# Please يُرجى - الرجاء



## almu7akat

Marhaba,

I have one question regarding a grammatically bizarre (for me ) sounding structure used in an airline's safety video demontration.

يرجى *الإنتباه* بعناية بينما نعرض لكم إجراءات السلامة على متن هذه الطائرة 

Now my question is why a noun "al intibah" is used instead of a verb? I've been studying arabic in university for quite a while but I didn't come across such a structure yet.

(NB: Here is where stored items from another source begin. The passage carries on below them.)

PR #1587, opened 2018-03-21
aruco: add a user supplied random seed for creating custom dictionaries

### LINKED ISSUE #1586: aruco: Inconsistent custom dictionary generation
When generating a custom dictionary, aruco uses the platform-specific rand() function to start generating a custom dictionary. Because of this, it does not consistently generate the same set of markers.

There is also no way to readily export or import markers (documentation on this point is old and outdated and doesn't appear to actually map to current practice).  This means that when using a custom dictionary, you must rely on the dictionary being generated the same way with the same parameters each time.

And the result is that markers generated on a Linux build will be different than those on a Windows build, etc. A solution would be to (a) use a known algorithm which performs consistently across platforms  like Mersenne Twister and (b) allow the user to pass in a seed.

Alternatively, adding convenience functions for exporting and importing custom generated dictionaries would also be a solution.

As it stands, the custom dictionary generation is a fundamentally broken workflow which will break in unpredictable ways. The tokens you physically construct today might start inexplicably failing tomorrow because the PRNG changed its output.

berak:
resolves #1586

use `cv::theRNG()` and `cv::setRNGSeed()` to make results reproducable.

### DIFF
--- a/modules/aruco/include/opencv2/aruco/dictionary.hpp
+++ b/modules/aruco/include/opencv2/aruco/dictionary.hpp
@@ -84,14 +84,14 @@ class CV_EXPORTS_W Dictionary {
     /**
      * @see generateCustomDictionary
      */
-    CV_WRAP_AS(create) static Ptr<Dictionary> create(int nMarkers, int markerSize);
+    CV_WRAP_AS(create) static Ptr<Dictionary> create(int nMarkers, int markerSize, int randomSeed=0);
 
 
     /**
      * @see generateCustomDictionary
      */
     CV_WRAP_AS(create_from) static Ptr<Dictionary> create(int nMarkers, int markerSize,
-            const Ptr<Dictionary> &baseDictionary);
+            const Ptr<Dictionary> &baseDictionary, int randomSeed=0);
 
     /**
      * @see getPredefinedDictionary
@@ -176,7 +176,8 @@ CV_EXPORTS_W Ptr<Dictionary> getPredefinedDictionary(int dict);
   */
 CV_EXPORTS_AS(custom_dictionary) Ptr<Dictionary> generateCustomDictionary(
         int nMarkers,
-        int markerSize);
+        int markerSize,
+        int randomSeed=0);
 
 
 /**
@@ -185,6 +186,7 @@ CV_EXPORTS_AS(custom_dictionary) Ptr<Dictionary> generateCustomDictionary(
   * @param nMarkers number of markers in the dictionary
   * @param markerSize number of bits per dimension of each markers
   * @param baseDictionary Include the markers in this dictionary at the beginning (optional)
+  * @param randomSeed a user supplied seed for theRNG()
   *
   * This function creates a new dictionary composed by nMarkers markers and each markers composed
   * by markerSize x markerSize bits. If baseDictionary is provided, its markers are directly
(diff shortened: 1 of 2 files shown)


modules/aruco/include/opencv2/aruco/dictionary.hpp
```diff
@@ -84,14 +84,14 @@ class CV_EXPORTS_W Dictionary {
     /**
      * @see generateCustomDictionary
      */
-    CV_WRAP_AS(create) static Ptr<Dictionary> create(int nMarkers, int markerSize);
+    CV_WRAP_AS(create) static Ptr<Dictionary> create(int nMarkers, int markerSize, int randomSeed=~0);
```
alalek: Please use "cv::uint64" type for seed. "int" is not a good case for cross-platform support.

Why is `~0` seed value used here?
Simple "0" should work too:
```
inline RNG::RNG(uint64 _state) { state = _state ? _state : 0xffffffff; }
```

modules/aruco/src/dictionary.cpp
```diff
@@ -377,8 +378,8 @@ static int _getSelfDistance(const Mat &marker) {
 /**
  */
 Ptr<Dictionary> generateCustomDictionary(int nMarkers, int markerSize,
-                                         const Ptr<Dictionary> &baseDictionary) {
-
+                                         const Ptr<Dictionary> &baseDictionary, int randomSeed) {
+    setRNGSeed(randomSeed); // #1586
```
alalek: In internal implementation we can pass `cv::RNG& rng` instead of initial seed value.

Perhaps we should not touch OpenCV seed in this case (this code is data generator, not a stochastic algorithm, like RANSAC).

berak: good idea, that would also solve the setRNGSeed() problem.
plan now: use size_t and cv::RNG, and pass on the latter internally.

modules/aruco/include/opencv2/aruco/dictionary.hpp
berak: > Why is ~0 seed value used here?

i was too lazy to type `0xffffffff;` , but sure, 0 is the better choice.

> why is it int, not uint64 ?
(setRNGSeed() wants it so.)
https://github.com/opencv/opencv/blob/0366c1b0932141d6f1a3d49d996d8aca22330a7e/modules/core/include/opencv2/core.hpp#L2271

hmm, there is support for `int64` in python/java, but not for `uint64`. would a `size_t` do ?

alalek: `size_t` is not good solution for cross-platform too (it can have 32/64-bits).
setRNGSeed() uses `int` but RNG() uses `uint64`. This is not consistent behavior in OpenCV for now.
Perhaps you are right and the "int" type is required for bindings.

berak: so, int64 (truncates sign) or int ? (truncates 32bits)

alalek: Lets use "int" to avoid issues with bindings. 32-bit is enough for RNG generator for now (and it can be easily extended to 64-bit without huge breaking of existed code)

berak: ok. will do that.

also I find this sentence confusing:

الرجاء ربط أحزمة المقعد 

Now while it is not hard to guess what that means I still dont like the "rabt" here. assuming that rabt is 3rd person singular masculine past tense --> please he closed the seat belts? lool

maybe someone can help?

shukran lik,
Michael


----------



## Kinan

1- What else do you suggest?
2- there is سكون at the end of ربط, so ربط here is مصدر not verb.


----------



## almu7akat

whats a مصدر? So how can one literally translate these sentences?


----------



## Kinan

A little correction, maybe there is ضمة as ربط is خبر للمبتدأ if I am not mistaken.
مصدر is where all the verbs come from, like الذهاب, الضرب, الاكل
The English structure is different from the Arabic one, in English it's "Please fasten your belt" so fasten here is a verb, and you presumed that it should be the same in Arabic.


----------



## almu7akat

ok, but im still confused... so when do I use a noun instead of a verb and when do I use a verb? and mostly, which person is addressed with such a noun? and I assume this is for present/future tense? also would it be wrong if i said "arraja irbit" (imperative/amr) or "arraja tarbitu" (present tense) ?
in the case of intibah: "yurja natbih" (imperative/amr) or "yurja tunatbihu" (present tense)

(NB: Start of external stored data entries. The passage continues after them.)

PR #1606, opened 2018-04-11
linemod: export Template::features for python

paroj:


alalek:
@paroj Is this patch is for master (4.x) branch only or should be included into 3.4+ too?

paroj:
it can actually be used for both. I should target the 3.4 branch then?

alalek:
Changed base branch to '3.4' (it will be merged into 'master' on next week after PR merge)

oh and when do i use yurja and arraja ? gosh the more i think about things the more questions arise...


----------



## fdb

yurjā is passive. yurjā l-intibāʼu is literally “attention is requested”.

By the way, the first letter in انتباء is hamzatu l-waṣl and should not be written as إ. This is a very common mistake.


----------



## almu7akat

lool so emirates "high as f*ck" and "because f*ck rules" wrongly wrote الإمارات on all of their airplanes?

anyways maybe someone else can answer my question as to when and why nouns instead of verbs should/can be used?


----------



## Kinan

almu7akat said:


> ok, but im still confused... so when do I use a noun instead of a verb and when do I use a verb? and mostly, which person is addressed with such a noun? and I assume this is for present/future tense? also would it be wrong if i said "arraja irbit" (imperative/amr) or "arraja tarbitu" (present tense) ?
> in the case of intibah: "yurja natbih" (imperative/amr) or "yurja tunatbihu" (present tense)
> 
> oh and when do i use yurja and arraja ? gosh the more i think about things the more questions arise...



All people are addressed in this way.
الرجاء اربط is correct when you are addressing a single person. الرجاء تربطوا doesn't even exist, you can say الرجاء اربطوا
الرجاء ربط الاحزمة is the formal way to say it.
You can use الرجاء and يرجى interchangeably but الرجاء is much more accurate and comfortable to say.


----------



## almu7akat

thanks kinan, what you suggest makes sense to me 

i didnt mean تربطوا what i meant was تربط (tarbitu, "u" denoting a damma...)

so in the case of these formal noun sentences "rabt" is indefinite while "al intibah" is definite. cud I also say "arraja arrabt alahzimah"? and what would be the difference? or on the other hand "yurja intibah bi3nayah" instead of "al intibah" ?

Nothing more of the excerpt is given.